El 12 de febrero de 2019, el Papa Francisco recibió en su audiencia al Cardenal Angelo Becciu, Prefecto de la Congregación de las Causas de los Santos. Durante la audiencia, el Sumo Pontífice autorizó a dicha Congregación promulgar los Decretos relativos a dos milagros, un martirio y 5 virtudes heroicas, gracias a lo cual un jesuita ecuatoriano será proclamado beato y otro jesuita español es reconocido como Venerable.

P. Emilio Moscoso SJ: nuevo beato mártir

El Papa ha reconocido el martirio “in odium fidei” del Siervo de Dios Emilio Moscoso Cárdenas, sacerdote jesuita nacido en Cuenca, Ecuador, el 21 de abril de 1846, y asesinado en Riobamba el 4 de mayo de 1897, durante la pugna entre conservadores y liberales. Con este decreto, el P. Moscoso será proclamado beato de la Iglesia.

Emilio Moscoso nació en el seno de una familia católica. A la edad de 18 años, tras haber iniciado su carrera de leyes en la universidad, pidió ingresar al Noviciado jesuita de Cuenca. Completado el bienio, continuó sus estudios en el Colegio Seminario San Luis, distinguiéndose como buen filósofo, campo en el que ejerció su magisterio eficientemente. Desde el año 1892 y por espacio de unos cuatro años, fue destinado al Colegio San Felipe. Dentro de la Compañía de Jesús, se sentía llamado a la docencia y trato directo con los estudiantes. De carácter sencillo y bondadoso, rehuía los cargos de gobierno.

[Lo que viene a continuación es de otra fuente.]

PR #497, opened 2020-01-21
Add additional description for DNS

jichenjc:
I am working on my env and noticed that the new VM is not able to
start because my VM can't talk to openstack URL (which is web URI
instead of IP), so we need guide user to create this DNS explicility.

Fixes #

**Release note**:

```release-note

```

### DIFF
--- a/api/v1alpha2/openstackcluster_types.go
+++ b/api/v1alpha2/openstackcluster_types.go
@@ -50,6 +50,8 @@ type OpenStackClusterSpec struct {
 	Subnet SubnetFilter `json:"subnet,omitempty"`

En 1895, en Ecuador triunfa la Revolución Liberal. Con apoyo de mercenarios militares centroamericanos, el General Alfaro, y algunos soldados reclutados de la costa, emprende la campaña del centro del Ecuador hasta apoderarse de la capital de la República. Mientras tanto, en Riobamba se aglutinaban pequeños grupos de resistencia y los liberales empiezan de pronto a sospechar y perseguir al Obispo de Riobamba, Mons. Arsenio Andrade, al alto clero de la diócesis y a los jesuitas, acusados de ser promotores de la resistencia conservadora.

La madrugada del 4 de mayo, los de la resistencia hicieron un agujero y entraron al colegio para atacar al cuartel contiguo por el lado sureste. Los del cuartel, al sentirse atacados, creen que el ataque provenía del colegio y se lanzan al asalto. Las tropas liberales destruyen las puertas de la iglesia, la profanan, arremeten contra el sagrario, lo rompen, desparraman las formas consagradas y empieza la vorágine sacrílega desde las 4 am hasta las 8 am.

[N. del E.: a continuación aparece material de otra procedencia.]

PR #500, opened 2020-01-25
🐛 don't require cacert in cloud.yaml

sbueringer:

Before this PR it was mandatory to set a cacert. Without it the cloud.yaml was not parsed correctly.

Bug was identified here: https://kubernetes.slack.com/archives/CFKJB65G9/p1579624001004800?thread_ts=1579502983.003200&cid=CFKJB65G9

### DIFF
--- a/pkg/cloud/services/provider/provider.go
+++ b/pkg/cloud/services/provider/provider.go
@@ -84,7 +84,9 @@ func newClient(cloud clientconfig.Cloud, caCert []byte) (*gophercloud.ProviderCl
 	if cloud.Verify != nil {
 		config.InsecureSkipVerify = !*cloud.Verify
 	}
-	config.RootCAs.AppendCertsFromPEM(caCert)
+	if caCert != nil {
+		config.RootCAs.AppendCertsFromPEM(caCert)
+	}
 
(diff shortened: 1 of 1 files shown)


pkg/cloud/services/provider/provider.go
```diff
@@ -84,7 +84,9 @@ func newClient(cloud clientconfig.Cloud, caCert []byte) (*gophercloud.ProviderCl
 	if cloud.Verify != nil {
 		config.InsecureSkipVerify = !*cloud.Verify
 	}
-	config.RootCAs.AppendCertsFromPEM(caCert)
+	if caCert != nil {
+		config.RootCAs.AppendCertsFromPEM(caCert)
+	}
```
prankul88: @sbueringer What would happen if in this case caCert is nil?

sbueringer: The cacert is not added? :)

So either you set a cacert then it's also used to verify the OpenStack Certs or you don't and it isn't used (only the rootCAs)

prankul88: @sbueringer Got it thanks :+1:

jichenjc: that's my bad, actually I had a mandatory cacert requirement but agree it's optiponal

La comunidad jesuita no se había percatado de la invasión. Los invasores se acercan a la comunidad jesuita, la maltratan con insultos y vejámenes. Van donde está el P. Moscoso, a quien le encuentran orando en su habitación, y a quemarropa le dan dos disparos, que le matan instantáneamente. Una vez cometido el asesinato, quisieron cubrir el hecho poniéndole en las manos un fusil para decir que había caído en combate. Un siglo después del crimen y del sacrilegio de la Capilla de San Felipe Neri, la Academia Nacional de Historia Eclesiástica promueve la causa de beatificación de Moscoso.

P. Manuel García Nieto SJ: se aprueban virtudes heroicas

El Santo Padre también ha reconocido las virtudes heroicas del Siervo de Dios Manuel García Nieto, declarándolo así Venerable.

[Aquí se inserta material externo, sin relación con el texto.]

Issue #499, opened 2020-01-22
migration of cluster-api v1alpha2 ==> v1alpha3


jichenjc:
/kind feature

**Describe the solution you'd like**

Nació en Macotera (España) el 5 de abril de 1894. A los 14 años ingresó en el Seminario de Salamanca. Cantó Misa el año 20 y ejerció como coadjutor y párroco durante seis años. Destacó desde el comienzo por un amor a la Eucaristía sin límites, unido a ello, celo inmenso por la salvación de las almas, y amor total a los pobres.

Para entregarse del todo a Dios se hizo jesuita. Poco después del noviciado fue destinado como padre espiritual al seminario – universidad pontificia de Comillas, en Cantabria. Imbuyó a los estudiantes gran amor a la oración, a la Eucaristía, a los pobres. “Por nada del mundo cambiaría media hora de Sagrario”, decía.

Fue muy duro y penitente consigo mismo, y acogedor con los demás. Amor inmenso a Jesús crucificado. Le llamaban el padre de los pobres. En vida ya se le consideraba santo. Murió en Comillas el 13 de abril de 1974 y fue enterrado en Salamanca en la Parroquia de San José de los jesuitas.